No exercício da advocacia, que avalia “paradoxalmente fascinante e frustrante”, Romeu afirma que é de um tempo em que o advogado era significativamente mais valorizado, em que os juízes e os Tribunais demonstravam mais apreço pela busca da verdade material do que pelas estatísticas”. Ainda assim, foi acolhido, primeiramente, no escritório de Jaime Stivelberg e Telmo Cherem. Foi quando deslanchou na nova atividade; eram poucos, então, os profissionais na especialidade. Romeu logo assumiu a ponta e nunca mais a deixou. Da pequena sala no escritório de Jaime passou para a metade do 4º andar do Edifício José Loureiro, na Praça Zacarias, até chegar ao atual endereço, na Rua Eurípides Garcez do Nascimento, no bairro Ahú, já então tendo como sócio o multitalentoso e bravo companheiro de todos os momentos Renato Andrade.
Tudo isso e muitíssimo mais é contado, com detalhes e boa escrita, em “Memórias de um administrativista”, editado pela Fórum das Letras, com prefácio de Daniel Wunder Hachem e apresentação de Emerson Norihiko Fukushima. Nele, Romeu – como aponta o prefaciador – relata “percalços, desabafos, conquistas e aprendizados por ele experimentados ao longo de 75 anos vividos intensamente”. Mais do que isso, há na obra “algo raro nos livros jurídicos: uma síntese das principais ideias e contribuições do professor Romeu Felipe Bacellar Filho para a construção de um Direito Administrativo voltado não para o Estado, mas para o cidadão, erigido sobre as bases dos direitos fundamentais e da dignidade da pessoa humana” – realça Daniel.
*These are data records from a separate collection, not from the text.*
PR #3203, opened 2023-04-10
[PAY-748] Fix supporter count alignment

schottra:
### Description
The code for positioning the "+NN" text relies on some negative margins and math related to the width of the underlying image. With the "dimming" element meant to stack beneath it, this can get tricky to keep in sync with the variable-sized image support. So I've updated the method to be a little closer to what I think the intention was:

* The text is now a child of the View with the dimming background and will be centered within it.
* The View containing the text will be absolute positioned to the parent above it, so that the parent will only be the width/height of the first child (the `ProfilePicture` we are drawing above)
* Said View has its width/height computed based on the incoming image size as before, but this is just to give it a fixed amount of padding from the edges to maintain the original effect. Otherwise, it occupies the entire container and centers its content.

The end result is that the text should always stay centered above the ProfilePicture, without the use of negative margins.

I also update the borderRadius to be calculated based on the image size. We want a circle, which should be a 50% border radius. So we take half of the width and round up based on the assumption that ProfilePictures are always square dimensions (which they are).

### Dragons
None

### How Has This Been Tested?
Manually on mobile emulators (both Android and iOS). View any account with a "Supporting" list > 19.

Android screenshot
image

iOS screenshot
image

No monitoring necessary other than to verify in production once shipped.

### Feature Flags ###
No new features.


packages/mobile/src/screens/notifications-screen/Notification/ProfilePictureList.tsx
```diff
@@ -16,6 +16,7 @@ const USER_LENGTH_LIMIT = 9
  * use the default of spacing(10) - 2 (which is equal to 38).
  * We use the dimensions to determine how to position the
  * extra profile picture +N text.
+ *
```
dharit-tan, line 19: nit: delete extra line

packages/mobile/src/screens/notifications-screen/Notification/ProfilePictureList.tsx
```diff
@@ -34,9 +35,13 @@ const useStyles = makeStyles(({ spacing, palette, typography }) => ({
...
-    borderRadius: 15,
-    width: 24,
-    height: 24
+    position: 'absolute',
+    alignItems: 'center',
+    justifyContent: 'center',
+    top: PROFILE_PICTURE_BORDER_WIDTH,
+    right: PROFILE_PICTURE_BORDER_WIDTH,
+    bottom: PROFILE_PICTURE_BORDER_WIDTH,
+    left: PROFILE_PICTURE_BORDER_WIDTH
```
piazzatron, line 44: nice

packages/mobile/ios/Podfile.lock
```diff
@@ -1202,4 +1202,4 @@ SPEC CHECKSUMS:
 
 PODFILE CHECKSUM: 6927948487d04eb4c86fe5056d0c6dc0bd531bf3
 
-COCOAPODS: 1.11.3
+COCOAPODS: 1.12.0
```
piazzatron, line 1205: Intentional?

piazzatron (approved):
🚀 Looks great! Appreciate the thorough documentation in PR doc as well as code comment :)

packages/mobile/ios/Podfile.lock
dharit-tan: Might wanna check with client team before checking this in.

packages/mobile/src/screens/notifications-screen/Notification/ProfilePictureList.tsx
```diff
@@ -114,17 +128,18 @@ export const ProfilePictureList = (props: ProfilePictureListProps) => {
...
+                width: dimWidth,
+                height: dimHeight,
+                // borderRadius of 50% or greater gives us a circle
+                borderRadius: Math.ceil(dimWidth / 2)
+              }
             ]}
           >
-            {`+${formatCount(remainingUsersCount)}`}
-          </Text>
+            <Text style={[styles.imageCount]}>
```
dharit-tan, line 139: nit: probably don't need `[]` around the style.

dharit-tan (approved):

packages/mobile/ios/Podfile.lock
schottra: cc @sliptype . I believe we discussed this a few days ago and your answer was along the lines of "should be fine as long as you can run the mobile app" 😁

sliptype: Yup I have this change locally too! Commit it 💪

audius-infra:

dylanjeffers (dismissed):
hey small thing! all this looks wonderful, just requesting changes just so we can talk about the web package.json-lock changes. we will be looking to move to node 16 soon, but in meantime we are noticing folks machines can diverge with package-lock creation. we have just agreed to basically not commit locks unless a pr is changing packages in package.json. when it does come time to add a package, lmk and i can show you how i do it to minimize changes. thanks :)

schottra:
@dylanjeffers Makes sense! Ideally, if we're all using the same npm version locally, the install shouldn't result in the lockfile changing?
I think I pulled a more recent version of node when I did a machine setup and/or a previous modification to packages.json didn't include a lockfile change.

But happy to abide by that policy going forward. Want me to revert the lockfile change in this PR?

dylanjeffers:
> @dylanjeffers Makes sense! Ideally, if we're all using the same npm version locally, the install shouldn't result in the lockfile changing? I think I pulled a more recent version of node when I did a machine setup and/or a previous modification to packages.json didn't include a lockfile change.
> 
> But happy to abide by that policy going forward. Want me to revert the lockfile change in this PR?

gotcha, yeah there is weirdness potentially due to different versions of node, but we havent tracked down a reason why, i think node 14 basically has this issue, hence the goal to update. reverting that change would be great for now, thanks. do you have nvm set up btw? if not can show you how we do that so ideally you have more consistent install experience

schottra:
> 

Yep! I'm using nvm and let it installed the Node version specified in the local config file.

audius-infra:
Preview this change https://demo.audius.co/fix-supporter-count-alignment

PR #3206, opened 2023-04-10
Configure Jest for mobile testing

sliptype:
### Description
image

* Configure Jest to run successfully for the mobile app
* Use babel to compile typescript instead of `ts-jest` which wasn't working due to Flow files with `.js` extensions in the react-native codebase
  > The drawback to this is that our tests won't be typechecked when run
* Add babel plugin to transform `react-use` imports so that browser env specific hooks aren't imported

Coming next:
* Test for the NavigationContainer linking config

### Dragons

Added `process.env` checks to determine if running via Jest. Will confirm that doesn't break anything in non-test envs

### How Has This Been Tested?

### Feature Flags ###


audius-infra:

packages/common/src/services/solana-client/SolanaClient.ts
```diff
@@ -22,7 +22,9 @@ export class SolanaClient {
     try {
       this.connection = new Connection(solanaClusterEndpoint!, 'confirmed')
     } catch (e) {
-      console.error('Could create Solana RPC connection', e)
+      if (process.env.JEST_WORKER_ID === undefined) {
```
dylanjeffers, line 25: fun! just wondering what the idea is here? is this to avoid extra logs when running tests? would this be the way we would handle logs like this going forward? Would we want to just mock out SolanaClient?

packages/common/src/store/pages/trending/reducer.ts
```diff
@@ -22,7 +22,9 @@ import {
   makeInitialState
 } from './lineup/reducer'
 
-const urlParams = new URLSearchParams(window.location.search)
+const urlParams = new URLSearchParams(
```
dylanjeffers, line 25: ah interesting, this is cool to see where we make assumptions. since this is in common... i wonder if we should update this at som point?

packages/mobile/babel.config.js
```diff
@@ -1,7 +1,23 @@
 module.exports = (api) => {
   const babelEnv = api.env()
   const plugins = [
-    ['@babel/plugin-transform-react-jsx', { runtime: 'automatic' }]
+    ['@babel/plugin-transform-react-jsx', { runtime: 'automatic' }],
```
dylanjeffers, line 4: wow amazing work making this work. is this based on an issue we could potentially reference? or maybe some comments? cause this is pretty wild

packages/mobile/jest.config.js
```diff
@@ -0,0 +1,55 @@
+// These are required to be transformed because
+// they are ESM and jest doesn't support ESM
```
dylanjeffers, line 2: ive heard decent things about https://vitest.dev/, i wonder if that would support esm, cause its pretty wild just doesn't. obvs not something for rn, just a long term thing

packages/mobile/jest.setup.js
```diff
@@ -0,0 +1,127 @@
...
+  }
+}
+
+const Blob = require('blob-polyfill').Blob
+
+window.Blob = Blob
+
+global.navigator = {
+  userAgent: 'node.js'
+}
```
dylanjeffers, line 125: wow incredible mocks! just checking that we need to manually mock things like `@react-native-cookies/cookies`, cause i think if you simply say `jest.mock('@react-native-cookies/cookies')` it will try and fill in the blanks and mock every exported module, not sure though.

packages/mobile/package.json
```diff
@@ -170,28 +170,33 @@
...
+    "@babel/preset-typescript": "7.21.4",
     "@babel/runtime": "7.21.0",
     "@react-native-community/eslint-config": "3.2.0",
     "@svgr/plugin-svgo": "5.5.0",
     "@tsconfig/react-native": "2.0.3",
     "@types/array.prototype.flat": "1.2.1",
     "@types/bn.js": "5.1.0",
     "@types/hls.js": "0.13.0",
-    "@types/jest": "24.9.1",
+    "@types/jest": "29.5.0",
```
dylanjeffers, line 184: big changes, nice

packages/mobile/src/app/App.test.tsx
```diff
@@ -6,7 +6,7 @@ import 'react-native'
 // Note: test renderer must be required after react-native.
 import renderer from 'react-test-renderer'
 
-import { App } from 'app/app'
+import { App } from './App'
```
dylanjeffers, line 9: wow it actually renders!

dylanjeffers (approved):
amazing work getting this set up! excited to add more frameworks and see where we can take this.

packages/common/src/services/solana-client/SolanaClient.ts
sliptype: Yeah this was to avoid big errors when testing, would probably be better to mock solana client. Let me try that!

packages/common/src/store/pages/trending/reducer.ts
sliptype: Yeah most definitely, shouldn't be relying on window.location in the reducer

packages/mobile/babel.config.js
sliptype: Good call, let me add a comment. For reference here is the issue:
https://github.com/streamich/react-use/issues/483
https://github.com/streamich/react-use/blob/master/docs/Usage.md

packages/common/src/services/solana-client/SolanaClient.ts
schottra: Also curious about using JEST_WORKER_ID? I thought JEST sets `NODE_ENV='test'`. (https://jestjs.io/docs/environment-variables)

packages/common/src/store/pages/trending/reducer.ts
schottra: The pattern I've seen most often is to just throw any global access into its own module as a re-export such that you can do
`import {location} from './location';`

Then it's easy to automock it for testing.

packages/mobile/jest.setup.js
schottra: Auto-mocking depends heavily on _how_ the module exports things. I've rarely had it just work, unfortunately.

packages/mobile/src/app/App.test.tsx
schottra: Is our goal to render the whole app and test it in an integration or e2e style fashion?
In my experience, the smaller the scope for your tests, the less you need to do things like mocking all of the external libraries and browser API usage etc.

sliptype: I think some high level integration / smoke tests would be good to have, seeing as we have no tests for mobile at all right now. We at least have probers for web. But generally I agree that the scope of most tests should be small, the whole reason I went down this path was to unit test the deep-linking code lol

audius-infra:

packages/mobile/src/app/App.test.tsx
dylanjeffers: Yeah agreed we can start running smaller tests now, but it's great you covered all the bad cases that we might experience along the way.

audius-infra:

PR #3208, opened 2023-04-11
[C-2082] Fix busted profile edits

raymondjacobson:
### Description

Couple things:
* Pull to refresh totally breaks profile updates. In commit 1, make it so that we never override something that's in the confirmer. The confirmer finishes by refetching and caching the new object, so we should avoid doing this while confirming. Mobile web (prior to reloaded) had a solve for this that I've deleted since it's pretty brittle
* Fix profile/cover photo edits by allowing the local updates to be used in fastimage, etc.

### Dragons

### How Has This Been Tested?

Local simulator & web browser for commit 1

### Feature Flags ###


audius-infra:

packages/mobile/src/components/image/UserCoverImage.tsx
```diff
@@ -31,12 +31,21 @@ type CoverImageUser = Nullable<
...
+  const contentNodeImage = useContentNodeImage({
     cid,
     user,
     size: WidthSizes.SIZE_640,
     fallbackImageSource: imageCoverPhotoBlank
   })
+
+  if (user.updatedCoverPhoto) {
+    return {
+      source: { uri: user.updatedCoverPhoto.url },
```
dylanjeffers, line 43: That's fun

packages/mobile/src/components/image/UserImage.tsx
```diff
@@ -19,12 +19,20 @@ type UseUserImageOptions = {
...
 
-  return useContentNodeImage({
+  const contentNodeImage = useContentNodeImage({
     cid,
     size,
     user,
     fallbackImageSource: profilePicEmpty
   })
+
+  if (user.updatedProfilePicture) {
```
dylanjeffers, line 29: Would we want to add this to the core image hook or just a mobile only thing for now?

packages/web/src/common/store/cache/sagas.js
```diff
@@ -98,15 +99,21 @@ export function* retrieve({
     call(getEntriesTimestamp, uniqueIds)
   ])
 
+  const confirmer = yield select(getConfirmCalls)
   // Figure out which IDs we need to retrive from source
   const idsToFetch = []
   uniqueIds.forEach((id) => {
-    if (
+    let isConfirming = false
+    if (cachedEntries?.[id]?.[idField]) {
```
dylanjeffers, line 107: Awesome adds. Isn't the cache add step check if confiming, and if so don't call add_successful?

packages/web/src/common/store/cache/users/sagas.js
```diff
@@ -213,17 +213,17 @@ function* watchFetchProfilePicture() {
...
-                [size]: url
-              }
-            }
             yield put(
               cacheActions.update(Kind.USERS, [
-                { id: userId, metadata: userWithProfilePicture }
+                {
+                  id: userId,
+                  metadata: {
+                    _profile_picture_sizes: {
```
dylanjeffers, line 221: Nice fix, so basically don't merge whole object?

dylanjeffers (approved):
Awesome stuff

packages/mobile/src/components/image/UserImage.tsx
raymondjacobson: It's handled separately on web for now, so this at least brings parity. Would be good to move deeper into common though

packages/web/src/common/store/cache/users/sagas.js
raymondjacobson: yeah same as your fix

packages/web/src/common/store/cache/sagas.js
raymondjacobson: You're right, we already had code to do this. It seems like pull to refresh explicitly passes through an arg to blow away the current entry in the cache. Maybe we can huddle abt this, not quite sure what the reasoning for that was

raymondjacobson: Ok I removed the code I added here and also dropped the arg in pull to refresh and I see the same behavior as with my fix. Mine might be better b/c we lose a network hop, but it's definitely a riskier change so will merge without.

audius-infra:

packages/web/src/common/store/cache/sagas.js
dylanjeffers: Whatever you think is best, this can be something we discuss during irl too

A propósito das lições e conclusões expostas no livro de memórias de Romeu, peço licença para destacar um parágrafo que resume, numa única frase, o homem e o mestre de quem estamos falando. Citando Aristóteles, Romeu acha que “o único objetivo a ser perseguido pelo Estado, através de administração, é o de propiciar felicidade ao povo”.
De minha parte, ao lado de aplaudir e recomendar o belo volume, cabe-me agradecer as gentis e bondosas referências do autor ao meu nome como companheiro de sua jornada. Devo muito a ele. Pessoal e profissionalmente. É, sobretudo, uma honra tê-lo como amigo. Aliás, generoso, ele homenageia com citação todos aqueles que, de um modo ou outro, estiveram ao seu lado na sua gloriosa caminhada. A generosidade é um dos atributos dos grandes homens. E Romeu Felipe Bacellar Filho, sem dúvida, é um deles.